Exercise aim: In the records below, the line with "PR #654, opened 2018-08-28" opens the range and the line with "The changes incorporates" closes it; print that range exactly and nothing else.

Task data:

PR #1154, opened 2026-04-12
Add __class_getitem__ to peekable for generic type subscript support

### LINKED ISSUE #849: TypeError: type 'peekable' is not subscriptable

DORI2001:
Fixes #849.

## Summary

- Adds `__class_getitem__ = classmethod(types.GenericAlias)` to the `peekable` class
- Adds `import types` to the top of `more.py`
- This allows `peekable[str]` to work as a generic alias at runtime, matching how `list[str]`, `functools.partial[str]`, and other CPython classes work

## Motivation

Currently `peekable[str]` raises `TypeError: type 'peekable' is not subscriptable`. This is the same pattern as CPython's `functools.partial` which uses `__class_getitem__ = classmethod(GenericAlias)`.

## Testing

```python
from more_itertools import peekable

# Before: TypeError: type 'peekable' is not subscriptable
# After:
print(peekable[str])  # more_itertools.more.peekable[str]

# Normal usage still works:
p = peekable(['a', 'b', 'c'])
print(next(p))  # 'a'
```

## Notes

This follows the same approach rejected PR #857 attempted, but uses `classmethod(types.GenericAlias)` instead of `def __class_getitem__(cls, key): return cls`, which is the correct CPython-style implementation that returns a proper `GenericAlias` object (not just the class itself).


DORI2001:
Hi! Just wanted to check in on this PR — would love to get feedback if there's anything to address. Thanks!

bbayles:
[This comment](https://github.com/more-itertools/more-itertools/pull/857/changes#r1918916534) has a request for a test; let's do that - thanks.

DORI2001:
@bbayles Done — added a `test_class_getitem` test to `PeekableTests` that asserts:

- `peekable[str]` returns a `types.GenericAlias` instance
- `__origin__` is `peekable`
- `__args__` is `(str,)`

Also registered `__class_getitem__ = classmethod(types.GenericAlias)` in `more.pyi` to clear the `stubtest` failure that was breaking CI on Python 3.10.

bbayles:
Thanks for the update. That test is still failing. You can try it locally with `make check` - it should run the same command that GitHub Actions does.

DORI2001:
@bbayles Fixed — the assignment form `__class_getitem__ = classmethod(types.GenericAlias)` triggers a mypy `[var-annotated]` error in `.pyi` stub files. Replaced it with the decorated method form:

```python
@classmethod
def __class_getitem__(cls, item: Any) -> types.GenericAlias: ...
```

That should clear the stubtest failure.

PR #1157, opened 2026-05-03
Add generator support to serialize()

rhettinger:
Sync with edits in the CPython versions:

* Make the attributes private
* Support generator methods: throw, send, close


bbayles:
The code looks good. Would it make sense to have examples in the docstring that illuminate support for these methods?

rhettinger:
No good, concise examples come to mind. The other generator methods are rarely used.

bbayles:
> The other generator methods are rarely used.

This was why I thought examples would be useful, ha.

I'll think about what might make a good illustration.

PR #1167, opened 2026-06-12
Fix broken test

rhettinger:
* The `Str` test class has a bug.   It's `super.__hash__` should be `super().__hash__`. 
* The expected number of sets produced should be `2**4` because there are 4 distinct elements in the input.
* The expected number of `hash()` calls should be 7 because there are 7 elements in the input.

### DIFF
--- a/tests/test_more.py
+++ b/tests/test_more.py
@@ -6302,14 +6302,16 @@ class PowersetOfSetsTests(TestCase):
         hash_count = 0
 
         class Str(str):
-            def __hash__(true_self):
+            def __hash__(self):
                 nonlocal hash_count
                 hash_count += 1
-                return super.__hash__(true_self)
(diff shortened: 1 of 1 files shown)


tests/test_more.py
```diff
@@ -6302,14 +6302,16 @@ def test_hash_count(self):
...
         class Str(str):
-            def __hash__(true_self):
+            def __hash__(self):
                 nonlocal hash_count
                 hash_count += 1
-                return super.__hash__(true_self)
+                return super().__hash__()
 
+        # Seven input values should have 7 hash calls.
+        # Four distinct input values should have 2 ** 4 powersets.
```
pochmann: Not 16 powersets but 16 subsets. It's one powerset.

bbayles (approved):

PR #1172, opened 2026-06-16
Annotate `return self` with `typing.Self`

jorenham:
### Issue reference
No issue

### Changes

This narrows the return types of `__iter__` and `__enter__` methods that `return self` at runtime as ` -> typing.Self`.

This matters because classes in question aren't `@final` so can therefore be subclassed. If those subclasses then don't override `__iter__` or `__enter__`, then the return type of these inherited methods will now be more accurate.

Another advantage is that `-> Self` clearly describes the runtime behavior (i.e. `return self`) in a natural way, so it can also be seen as a documentation improvement in that sense.

### Checks and tests
All green :)


bbayles (approved):

bbayles:
Let's change this to `typing.Self` later this year when Python 3.10 goes EOL.

jorenham:
> Let's change this to `typing.Self` later this year when Python 3.10 goes EOL.

Yea exactly. Ruff (pyupgrade) has an autofix for that, so that should be easy.

PR #1173, opened 2026-06-16
Use (co)variant type params in the stubs where appropriate

jorenham:
### Issue reference
No issue

### Changes

When a generic class-bound type parameter (a `TypeVar`) is only used in output positions, it should be covariant. This esnures this is the case, matching the variance of the corresponding generic `collection.abc` (super)class type params.

For `numeric_range.{count,index}` the `_T_co` cannot be used, because that would make it invariant, and also wouldn't be accurate (too narrow). This is why in `collections.abc.Sequence` these method parameters are annotated with `Any`. Following this example, I also changed these `numeric_range` methods to use `Any` so that they nicely match the signatures of their `Sequence` superclass.

### Checks and tests
All green :)


bbayles:
I don't get the `count` and `index` changes. You said:
> This is why in `collections.abc.Sequence` these method parameters are annotated with `Any`. Following this example, I also changed these `numeric_range` methods to use `Any` so that they nicely match the signatures of their `Sequence` superclass.

`collections.abc.Sequence` does indeed use `Any` ([ref](https://github.com/python/typeshed/blob/5e927a88f7c37b2592371a419cf4dd355a3ae4b7/stdlib/typing.pyi#L690-L691)), but here we have:

```
    def count(self: numeric_range[_T, Any], value: _T) -> int: ...
    def index(self: numeric_range[_T, Any], value: _T) -> int: ...  # type: ignore[override]
```

Could you help me understand the discrepancy?

jorenham:
> I don't get the `count` and `index` changes. You said:
> 
> > This is why in `collections.abc.Sequence` these method parameters are annotated with `Any`. Following this example, I also changed these `numeric_range` methods to use `Any` so that they nicely match the signatures of their `Sequence` superclass.
> 
> `collections.abc.Sequence` does indeed use `Any` ([ref](https://github.com/python/typeshed/blob/5e927a88f7c37b2592371a419cf4dd355a3ae4b7/stdlib/typing.pyi#L690-L691)), but here we have:
> 
> ```
>     def count(self: numeric_range[_T, Any], value: _T) -> int: ...
>     def index(self: numeric_range[_T, Any], value: _T) -> int: ...  # type: ignore[override]
> ```
> 
> Could you help me understand the discrepancy?

Oh woops yea I forgot to undo that little experiment, sorry about that.

PR #1174, opened 2026-06-16
Use `_typeshed` protocols in the stubs

jorenham:
### Issue reference

No issue (refactor only)

### Changes

This replaces the custom helper protocols in the `more.pyi` stubs with existing protocols from the type-check-only `_typeshed` stdlib module. 

The leading `_` in `_typeshed` might seem fishy, but this module is used heavily by a lot of stub libraries, including the typeshed stubs themselves, and its API has been very stable for a long time now. So it's not something I'd worry about (and even in the worst case where `_typeshed` gets deleted or something, then some users will see some additional squiggly lines; that's all).

### Checks and tests

Everything is still green.

### DIFF
--- a/more_itertools/more.pyi
+++ b/more_itertools/more.pyi
@@ -24,11 +24,17 @@ from typing import (
     Callable,
     Generic,
     Literal,
+    TypeAlias,
     TypeVar,
     overload,
     type_check_only,
 )
 from typing_extensions import Protocol, Self
+from _typeshed import (
+    SupportsDunderLT,
+    SupportsGetItem,
+    Viewable as _SizedIterable,
+)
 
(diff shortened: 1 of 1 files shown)


bbayles:
Could you explain why this is better?

jorenham:
> Could you explain why this is better?

Less clutter in the stubs, no more need to maintain or test custom `Protocol`s, and the `_typeshed`  protocols are battle-tested and recognizable.

bbayles:
Not sure about this one. I will meditate on the proposal.

bbayles:
Based on what other projects are doing, I'm going to go with this PR. Thanks for the proposal.

PR #1178, opened 2026-06-16
Remove `threading` import and make `queue` import lazy

jonathandung:
### Changes
Since the `_thread` module is documented to be available whenever `threading` is, and `threading` takes 10 ms to load whereas `_thread` takes <100 microseconds, I believe it desirable to replace all instances of `threading.Lock` with the functionally equivalent `_thread.allocate_lock()` and remove the `threading` import.

### DIFF
--- a/more_itertools/more.py
+++ b/more_itertools/more.py
@@ -1,6 +1,7 @@
 import math
 import types
 
+from _thread import allocate_lock
 from collections import Counter, defaultdict, deque
 from collections.abc import Sequence
 from contextlib import suppress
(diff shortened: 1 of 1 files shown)


jonathandung:
I just realized that the `queue` is imported already, which loads `threading` rather than `_thread`. I will repurpose this PR to make `queue` a [PEP 810](https://peps.python.org/pep-0810/) lazy import as well, which will cause `threading` to only be imported when the deprecated `callback_iter` class is instantiated.

bbayles (approved):

PR #807, opened 2019-08-28
Use Repeatability as tie-breaker for closest match

uberbo:


mock/mock.go
```diff
@@ -281,15 +281,17 @@ func (m *Mock) findExpectedCall(method string, arguments ...interface{}) (int, *
 
 func (m *Mock) findClosestCall(method string, arguments ...interface{}) (*Call, string) {
 	var diffCount int
+	var repeatability int
 	var closestCall *Call
 	var err string
 
 	for _, call := range m.expectedCalls() {
 		if call.Method == method {
```
boyan-soubachov: Would it make the code clearer if we refactored this `if` clause into a guard clause? i.e. 
```
if call.Method != method {
    continue
}
...
```

mock/mock.go
```diff
@@ -281,15 +281,17 @@ func (m *Mock) findExpectedCall(method string, arguments ...interface{}) (int, *
...
 
 			errInfo, tempDiffCount := call.Arguments.Diff(arguments)
-			if tempDiffCount < diffCount || diffCount == 0 {
+			if tempDiffCount < diffCount || diffCount == 0 || (tempDiffCount == diffCount && call.Repeatability > repeatability) {
```
boyan-soubachov: Would it make sense to extract this logic into a separate function? It seems to be getting relatively complex and we definitely need to add unit tests for this new logic to make sure there are no regressions regarding previous behaviour.

uberbo: I was going for a minimal change. I have now added a more extensive rewrite of the method along with more testing.

mock/mock.go
uberbo: I think it is clearer without the continue, especially now that the inner content contains less logic, but let me know if you still prefer the continue.

boyan-soubachov: Thank you. We prefer a simpler approach to the code, even if it means adding a few more lines sometimes 🙂

mock/mock_test.go
```diff
@@ -1497,9 +1533,33 @@ func TestClosestCallMismatchedArgumentValueInformation(t *testing.T) {
...
+}
+
+func Test_isBetterMatchThanReturnsTrueIfRepeatabilityIsGreaterThanOther(t *testing.T) {
+	assert.True(t, matchCandidate{call: &Call{Repeatability: 1}, diffCount: 1}.isBetterMatchThan(matchCandidate{call: &Call{Repeatability: -1}, diffCount: 1}))
+}
+
+func Test_isBetterMatchThanReturnsFalseIfRepeatabilityIsLessThanOrEqualToOther(t *testing.T) {
+	assert.False(t, matchCandidate{call: &Call{Repeatability: 1}, diffCount: 1}.isBetterMatchThan(matchCandidate{call: &Call{Repeatability: 1}, diffCount: 1}))
+}
+
```
boyan-soubachov: One last thing, IMO there's no need to have individual test functions for each case. The convention we use is one `Test_*` function per function being tested with the individual cases called inside it :)

PR #808, opened 2019-08-29
Fix panic for Eventually functions

### LINKED ISSUE #805: assert.Eventually with low ticks cause panic: send on closed channel
# Setup
If you put an:
`assert.Eventually(t, func() bool { return true }, time.Millisecond, 50 * time.Microsecond)` inside your test, you will get flaky results and more often then not, you will get a panic:
`panic: send on closed channel`

# Workaround
Increasing the tick to around `100 * time.Microsecond` removes the flakyness

# Solution
Add a waitgroup potentially so that [this channel close](https://github.com/stretchr/testify/blob/221dbe5ed46703ee255b1da0dec05086f5035f62/assert/assertions.go#L1483) waits for the gofunc writing to the channel completes.

### LINKED ISSUE #835: race condition in Eventually
I've used a tightly timed 'Eventually' in my test:
```assert.Eventually(t, func() bool { ... }, time.Millisecond*100, time.Millisecond)```
ran it with `-race -count=1000`  and i got:
```
==================
WARNING: DATA RACE
Write at 0x00c0000ba5b0 by goroutine 34:
  runtime.closechan()
      /.../go/go1.12.9/src/runtime/chan.go:334 +0x0
  github.com/stretchr/testify/assert.Eventually()
      /.../go/go1.12.9/pkg/mod/github.com/stretchr/testify@v1.4.0/assert/assertions.go:1490 +0x29e
  github.com/stretchr/testify/require.Eventually()
      /.../go/go1.12.9/pkg/mod/github.com/stretchr/testify@v1.4.0/require/require.go:278 +0xaf
  command-line-arguments_test.TestPeriodicalTriggerStopWorksWhenContextIsCancelled.func1()
    ...

Previous read at 0x00c0000ba5b0 by goroutine 62:
  runtime.chansend()
      /.../go/go1.12.9/src/runtime/chan.go:142 +0x0
  github.com/stretchr/testify/assert.Eventually.func1()
      /.../go/go1.12.9/pkg/mod/github.com/stretchr/testify@v1.4.0/assert/assertions.go:1494 +0x54
```

### PR DESCRIPTION
**Pull request by jszwec**
Fixes #805
Fixes #835 

/cc @gmiejski @georgelesica-wf

### DIFF
--- a/assert/assertions.go
+++ b/assert/assertions.go
@@ -1475,24 +1475,26 @@ func Eventually(t TestingT, condition func() bool, waitFor time.Duration, tick t
 		h.Helper()
 	}
 
+	ch := make(chan bool, 1)
+
 	timer := time.NewTimer(waitFor)
-	ticker := time.NewTicker(tick)
-	checkPassed := make(chan bool)
 	defer timer.Stop()
+
+	ticker := time.NewTicker(tick)
 	defer ticker.Stop()
-	defer close(checkPassed)
-	for {
+
+	for tick := ticker.C; ; {
 		select {
 		case <-timer.C:
-			return Fail(t, "Condition never satisfied", msgAndArgs...)
-		case result := <-checkPassed:
-			if result {
+			return false
+		case <-tick:
+			tick = nil
+			go func() { ch <- condition() }()
+		case v := <-ch:
+			if v {
 				return true
 			}
-		case <-ticker.C:
-			go func() {
-				checkPassed <- condition()
-			}()
+			tick = ticker.C
 		}
 	}
 }
--- a/assert/assertions_test.go
+++ b/assert/assertions_test.go
@@ -1921,3 +1921,12 @@ func TestEventuallyTrue(t *testing.T) {
 
 	True(t, Eventually(t, condition, 100*time.Millisecond, 20*time.Millisecond))
 }
+
+func TestEventuallyIssue805(t *testing.T) {
+	mockT := new(testing.T)
+
+	NotPanics(t, func() {
+		condition := func() bool { <-time.After(time.Millisecond); return true }
+		False(t, Eventually(mockT, condition, time.Millisecond, time.Microsecond))
+	})
+}

### CODE REVIEW

**Comment by jszwec** [comment]
I believe we should also consider limiting the number of `condition` function calls to one at the time. It is possible to have a few of these running in parallel. The caller may not be aware that under certain circumstances the condition function should be thread safe or idempotent. However, arguably this would break the current description: `periodically checking target function each tick`.

Let me know what you think.

**Comment by bencampbell-wf** [comment]
I am wondering if it is worth re-implementing this using a pipeline pattern as described on the [Go Blog](https://blog.golang.org/pipelines). I figure it gives us the concurrency safety we are missing in the master implementation as well as defines some components for other concurrent matchers that may come along.

I spiked an example: https://play.golang.org/p/qJcXUfgnmgA

**Comment by georgelesica-wf** [comment]
Can we consider the above suggestion?

**Comment by jszwec** [comment]
I am not against using pipeline pattern, because I use it a lot in my daily work. However, in my personal opinion, we should settle for something smaller and tailored specifically for the job.

We could achieve the same by just disabling the ticker channel like this: https://play.golang.org/p/GhfafyX9epo

**Comment by j0z3f** [comment]
I think there might be a bug in this PR. 
Isn't it technically possible (although practically very unlikely) that the `select` statement in
```
select {
case checkPassed <- condition():
default:
}
```
jumps to the `default:` branch because the `result` from previous invocation of `condition()` has not been read from `checkPassed` yet. In this way, the code could miss a `true` return value and fail.

(I came across this PR because I ran into the issue https://github.com/stretchr/testify/issues/805)

jszwec:
It's true, but without it you risk go routine leaks, these are tests, but still...

It seems that we did not decide what the final approach should be yet. Like I mentioned in previous comments, in my opinion we should not be calling `condition` multiple times in parallel. In this case I think the problem that you mentioned wouldn't exist. I wrote an example [above](https://play.golang.org/p/GhfafyX9epo)

zut:
Since you're no longer closing the `checkPassed` channel, I think this would also resolve https://github.com/stretchr/testify/issues/835.

jszwec:
@georgelesica-wf I updated the code with the approach that I proposed above. Tests are failing on Go tip, it's a go mod related failure unrelated to this PR.

PR #654, opened 2018-08-28
Fix race in Diff printer

gz-c:
Fixes #625 

Race conditions were triggered when Sprintf-ing certain objects when preparing a diff for mock failures.

This restores the order of sprintf(obj) calls to the order it was prior to the race condition appearing.

Incorporates a new test case from @bhcleek

PR #812, opened 2019-09-03
mock: refactor Diff to reduce risk of triggering race conditions

sjames-iberis:
This is an alternative to https://github.com/stretchr/testify/pull/654
and seeks to address https://github.com/stretchr/testify/issues/625, avoiding triggering race conditions when stringifying arguments.

The Diff method is refactored to decouple the generation of argument pass/fail reports from the argument checks, so that argument stringification only takes place after all arguments have been checked and only if arguments expectations are not met. 

It remains the case that if an argument expectation is not met, the subsequent argument stringification could trigger a race condition which might mask the original argument mismatch.

The changes incorporates the unit test added by  https://github.com/stretchr/testify/pull/654.
Without the changes to the Diff method, I found that race conditions were consistently reported by that test when running:
```
go test -race -count=10 github.com/stretchr/testify/mock
```

### DIFF
--- a/mock/mock.go
+++ b/mock/mock.go
@@ -667,7 +667,6 @@ func (args Arguments) Is(objects ...interface{}) bool {
 func (args Arguments) Diff(objects []interface{}) (string, int) {
 	//TODO: could return string as error and nil for No difference
 
-	var output = "\n"
 	var differences int
 
 	var maxArgCount = len(args)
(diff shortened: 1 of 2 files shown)


perryao:
The changes in this PR seem to fix a race condition I've been trying to troubleshoot this weekend. For my particular issue, I naively moved this `mutex.Lock` https://github.com/stretchr/testify/blob/master/mock/mock.go#L346 after the call to `findExpectedCall`. That also helped, but from the looks of things, the changes here are likely closer to a real fix. 

Could this get reviewed soon?

perryao:
#654 fixed my particular issue as well. I see that one is in the next milestone so I'll use that for now.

Result of the task:
PR #654, opened 2018-08-28
Fix race in Diff printer

gz-c:
Fixes #625 

Race conditions were triggered when Sprintf-ing certain objects when preparing a diff for mock failures.

This restores the order of sprintf(obj) calls to the order it was prior to the race condition appearing.

Incorporates a new test case from @bhcleek

PR #812, opened 2019-09-03
mock: refactor Diff to reduce risk of triggering race conditions

sjames-iberis:
This is an alternative to https://github.com/stretchr/testify/pull/654
and seeks to address https://github.com/stretchr/testify/issues/625, avoiding triggering race conditions when stringifying arguments.

The Diff method is refactored to decouple the generation of argument pass/fail reports from the argument checks, so that argument stringification only takes place after all arguments have been checked and only if arguments expectations are not met. 

It remains the case that if an argument expectation is not met, the subsequent argument stringification could trigger a race condition which might mask the original argument mismatch.

The changes incorporates the unit test added by  https://github.com/stretchr/testify/pull/654.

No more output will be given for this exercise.